Exercise directions | Check every line of the data below for the word "bindings" and say how many have it, without further comment.

(Saved data entries)
PR #257, opened 2026-07-29
feat(security): rule the shared-scope enforceability signal as an operator declaration (ADR-012 §4b.7)

arkstack-dev:
Closes the gap #256 deliberately left open. §4b.5 requires denying a declared shared scope wherever it cannot be enforced — which presupposes knowing whether it can be. Nothing answered that, so the deny was unconditional and the tier was unreachable end-to-end.

## The kernel cannot know, so it must not pretend to

It ships no RLS policy and cannot introspect the one a deployment wrote — the read-widen / write-pin predicates live in the application's DDL, which the kernel never sees. The signal therefore comes from the only party that *does* know: the deployment asserts it via `exeris.security.shared-scope.enforced`.

Absent or `false` denies, so every deployment that has not opted in stays fail-closed by default. The flag is fixed at provider construction rather than mutable — it takes part in a per-request security decision, and reconfigurable security state behind a live provider is its own bug.

## Two more plausible designs, rejected — and why is in the ADR

**A capability on the persistence provider** (`PersistenceEngine.supportsSharedScope()` resolved at bootstrap) reads as cleaner and more kernel-owned. It is worse. The engine does not write the policy either, so it cannot answer truthfully; its value would have to come from configuration anyway, and returning it through an engine method would **dress an operator's claim as a kernel guarantee**. That is the same category of error as documenting a contract the code does not enforce — which this milestone has already had to fix twice (#250, #252).

**Probing `pg_policies`** is the only option that genuinely verifies, and fails on every other axis: PostgreSQL-specific, defeated by a policy present on some tables and not others, needs a live database during bootstrap, and puts DDL introspection inside the kernel.

## A consequence that has now gone live

The wrong-typed shared-scope caveat from #254 said it was tolerable *"while the enforceable answer is deny anyway"* — collapsing to absent was merely a narrowing. **That condition no longer holds.** In an enforcing deployment, a caller whose scope claim is malformed silently loses the visibility it asked for instead of being told.

Type-checking that claim during token validation is therefore now a `TokenValidator` obligation on the same footing as `ISOLATION_STRATEGY` — the mapping structurally cannot make it, because `VerifiedClaims.claim()` reports a wrong-typed claim as absent. Recorded in §4b.7 and in the mapping's Javadoc so it cannot lapse. Wiring that check into the Community validator (and its TCK case, mirroring #252) is the natural follow-up.

## Compatibility

The three-argument `fromClaims` stays and delegates with `false`, so an un-migrated driver cannot silently begin honouring shared scopes. Pinned by its own test rather than left to inspection.

## Verification

`IdentityStorageMappingTest` — 11 green, including the enforced path, composition with a physical strategy (the axes stay orthogonal under enforcement too), that enforcement weakens **no other** fail-closed rule (an unrecognised strategy still denies — the flag must not become a blanket relaxation), and that the legacy overload still denies.

Full reactor `mvn clean install` green; `pmd:check` + `checkstyle:check` 0 violations.

## Note on merge order

ADR edits are confined to a **new §4b.7** on purpose. #256 rewrites §10 and is approved awaiting gates, so §10's final wording is left to whichever of the two lands second rather than manufacturing a conflict in an approved PR. Whoever merges second gets a one-line touch-up: with this seam in, the reason `IdentityStorageMapping` denies is no longer "no signal exists" but "this deployment has not asserted one".


arkstack-dev:
**#256 merged while this was open**, so the §10 touch-up its description predicted has landed here instead (`a7519219`, rebased onto `development/0.11.0`). Rebase was clean — §4b.7 is a new section, and I had deliberately kept out of §10 for exactly this reason.

Two ADR statements were falsified by this PR and are now corrected:

- **§10** said the missing piece was *"a signal for whether a deployment honours a shared scope … what `IdentityStorageMapping` still lacks"*. True when #256 wrote it; false now. Replaced with what is genuinely still open, which is narrower and sharper — the driver-side type check for a wrong-typed shared-scope claim.
- **§4b header** still carried *"Not yet implemented — see §10"* from #251. It has been stale since #254 and was now pointing at a section that contradicts it.

Full reactor green after the rebase.

**Stream A is complete end-to-end with this**: carrier (#254), RLS enforcement (#256), and the signal connecting them (#257) — with the fail-closed default intact, so no existing deployment moves off tenant-private without opting in.

The one thing I would not call finished is the wrong-typed type check, now recorded in §10 as an open obligation rather than left in a PR comment. It is a small, well-shaped follow-up: the validator change plus a TCK case, mirroring exactly what #252 did for `ISOLATION_STRATEGY`.

arkstack-dev:
Both review nits addressed in `04406645`.

**1. Enforced path had no executable coverage — fixed, and it was hiding something.**

`AbstractIdentityProviderTck` gains `createSharedScopeEnforcingProvider()` plus three cases: a declared scope reaches the resolved `StorageContext`, enforcement invents no scope for a token declaring none, and enforcement weakens no validation gate (an enforcing instance that rebuilt its validator would relax the gates guarding the tier it just widened).

The factory is **abstract, not a hook defaulting to skip**. §4a routes every provider through the one kernel-owned mapping, so no binding is exempt from the enforced path, and a skipping default would be vacuous for exactly the bindings that never looked at it — the #252 failure class.

Both sides of the seam now run off the same token buffer, so a binding that ignores its flag cannot satisfy both. Confirmed non-vacuous by mutation — pinning the 4th argument to `false`:

```
Tests run: 11, Failures: 0, Errors: 1
declaredSharedScopeIsCarried -- ERROR!
SecurityAuthenticationException: Token validation failed
  at IdentityStorageMapping.resolveSharedScope(IdentityStorageMapping.java:184)
```

One test, failing inside `resolveSharedScope` — the deny path, which is the regression itself.

**Related finding.** Chasing that case surfaced two rationales this PR had falsified: both TCKs anchored the shared-scope deny on *"no persistence binding implements read-widen / owner-scoped-write yet"*, true until #256 shipped the mechanism. The deny now rests on this provider not being constructed as enforcing. `AbstractSecurityProviderTck` had **predicted** the inversion (*"it does not disappear, it becomes conditional on the deployment"*) — it now records that it happened rather than still awaiting it.

**2. Config key documented as if wired — fixed.**

Both the Javadoc and ADR §4b.7 now state the key is named but unread: the assertion reaches the mapping through explicit construction, and binding it to configuration lands with the same wiring step that still owns issuer / audience / JWKS endpoint. Setting the property today does nothing, and the docs say so. The constant still lands now so the name an operator sets and the name that step reads are fixed together.

**Verification:** full reactor `mvn clean install` green with lint gates active (no skip flags); `ExerisArchitectureTest` 11/11; `AbstractIdentityProviderTck` bindings green incl. `SharedScopeEnforcement` 3/3; `IsolationStrategyContract` 9/9; `IdentityStorageMappingTest` 11/11.

Untouched: the wrong-typed `TokenValidator` obligation stays the recorded follow-up in §10 — it needs a validator change, not a test, so it does not belong in this PR.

Exercise result | 2